Doing More With Less: Leading Teams After the Layoffs
The last couple of years reshaped how our industry thinks about engineering teams. The era of hiring for the sake of headcount ended, and "do more with less" became the phrase in every planning meeting. I have led teams through that shift, and I have watched a lot of orgs get it wrong in the same way.
Doing more with less is real. But most places read it as "same work, fewer people," which is just a recipe for burnout and attrition. That is not efficiency. That is a slow-motion mistake.

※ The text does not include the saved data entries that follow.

PR #4507, opened 2023-09-26
fix(component): content should subtract height of the header

### LINKED ISSUE #4461: The safe area with padding at the bottom of the page is missing, and there is also a white bar that covers the content
1. The lack of sufficient safe area will affect the experience of content editing and reading.

CleanShot 2023-09-22 at 17 18 34@2x

2. Now there is also a white bar at the bottom.

CleanShot 2023-09-22 at 17 20 10@2x

joooye34:
Close #4461 

Temporarily, content subtract heights of the header to fix safe padding issue. There need to use flex to refactor the whole layout.

Temporarily, use editor classsname to add padding bottom back, which removed on https://github.com/toeverything/blocksuite/pull/4766

### DIFF
--- a/apps/core/src/components/page-detail-editor.css.ts
+++ b/apps/core/src/components/page-detail-editor.css.ts
@@ -15,7 +15,7 @@ export const pluginContainer = style({
 });
 
 export const editor = style({
-  height: 'calc(100% - 52px)',
+  height: '100%',
   selectors: {
     '&.full-screen': {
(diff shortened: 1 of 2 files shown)


pengx17 (approved):

himself65 (approved):

houjoe0829 (approved):
From an implementation perspective, it meets the expected product effect.

PR #4511, opened 2023-09-26
build(electron): allow customizing channel type for internal build

pengx17:
https://www.electronjs.org/docs/latest/api/app
Electron stores application data in `appData`, which contains the data for storage, idb etc, but not cookies.

image


himself65 (dismissed):

joooye34 (commented):
Why the title is a fix ?

pengx17:
> Why the title is a fix ?

Changed to build

joooye34 (approved):

PR #4530, opened 2023-09-27
feat: new collections 

zzj3720:
[Internal doc](https://insider.affine.pro/share/af3478a2-9c9c-4d16-864d-bffa1eb10eb6/IKmsDa5NXK)

This PR introduces the new Collections. Scope

- New interactive for creating Collections
- All Collections are directly displayed in the sidebar
- Support adding pages, including adding pages within a Collection and adding individual Pages to a Collection in Page options
- Support adding rules, with whitelist mechanism for rule effectiveness
- Support removing pages from a Collection
- Support collaboration on Collections, where Collections belong to Workspaces rather than specific accounts
- Support drag and drop, allowing Pages from the Page list to be dragged and added to a Collection

In order to do so, we split the work into two parts

## Collection manager & UI panels

The goal is to have a collection manager that 
1. Migrate old collections data (merge into one).
    - Data in idb: migrate workspace id matched collections data
    - Data in user setting: migrate all collections data
3. Add settings properties to save workspace setting data, make sure it can be synced across all users within the workspace
4. Given a set of filters (collection) and a list page, should be able to return the valid pages.
5. New filter panel UIs.

## New Page List

Goal: given a list of page, rendering the page in a list. It should support a list of "column" options that shows individual row items, like "page name", created date, tags, etc. Should also support drag (& drop ?).

### implementation considerations
**modularization**
Old PageList is a all-in-one table that is intended for all pages and trash etc. Though the design is powerful, but not very flexible.
In the new collections requirement, we will have the page list to be used in a CMDK like modal dialog and we may use page list without filters and table header.

**abandon table**
In the new implementation, we will use flexbox rows with without "table" to make implementation more flexible


joooye34:
Weird twinkling when go to collection path
https://github.com/toeverything/AFFiNE/assets/9527419/0e82876f-0142-48af-a68e-c41378250dbe

joooye34:
Should redirect to new collection location, but not.

https://github.com/toeverything/AFFiNE/assets/9527419/03c77b8b-0d94-4ec9-9a2a-4c23ead0ed4e

joooye34 (approved):

Issue #4498, opened 2023-09-25
remove bookmark from plugin


himself65:
The electron side plugin needs to be considered later

Related: https://github.com/toeverything/AFFiNE/pull/4141

himself65:
link-preview-js should be removed

PR #4544, opened 2023-09-30
refactor: remove bookmark plugin

himself65:
Bookmark will not be considered a plugin as it needs server functionality but our plugin system is not ready on the electron side. This will make it extra cost for now to implement everything just for a bookmark plugin.

The electron side plugin should be considered in the future after the browser-only plugin is ready.

Closes: https://github.com/toeverything/AFFiNE/issues/4498


l2dy (commented):
Did you forget to remove this?

https://github.com/toeverything/AFFiNE/blob/69db99636becef2892143832118f3827563b7634/packages/infra/src/__internal__/plugin.ts#L10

Less is the point, not a side effect
Real efficiency does not come from squeezing the same roadmap through a smaller team. It comes from doing less, deliberately. Fewer projects, finished properly, beat twice as many left half-done. A smaller team with a sharp focus outships a larger one spread across ten priorities. The hard part is not working harder. It is having the discipline to say no to good ideas so the team can finish the great ones.
Protect the core
When resources tighten, the instinct is to spread everyone thin to keep every plate spinning. Resist it. Figure out the few things that actually matter to the business and staff them properly. Let the rest wait. A team that ships one important thing well builds more trust and momentum than a team that keeps five mediocre things barely alive.
Be honest with the team
People are not fragile, but they are not stupid either. In a tighter environment they can feel the pressure whether you name it or not. The worst thing a manager can do is pretend everything is normal while quietly asking for more. Tell them what the constraints are, what you are protecting them from, and what you need from them. Clarity is a form of respect, and it is what keeps good people from leaving.
Cut scope, not corners
There is a difference between doing less and doing worse, and it matters enormously. Cutting scope means shipping fewer features, each of them solid. Cutting corners means shipping the same features, each of them fragile. One buys you focus. The other buys you an outage and a demoralized team a month later.
The orgs that came through this era stronger are not the ones that cut the most. They are the ones that got clear about what mattered, staffed it properly, and had the nerve to let the rest go.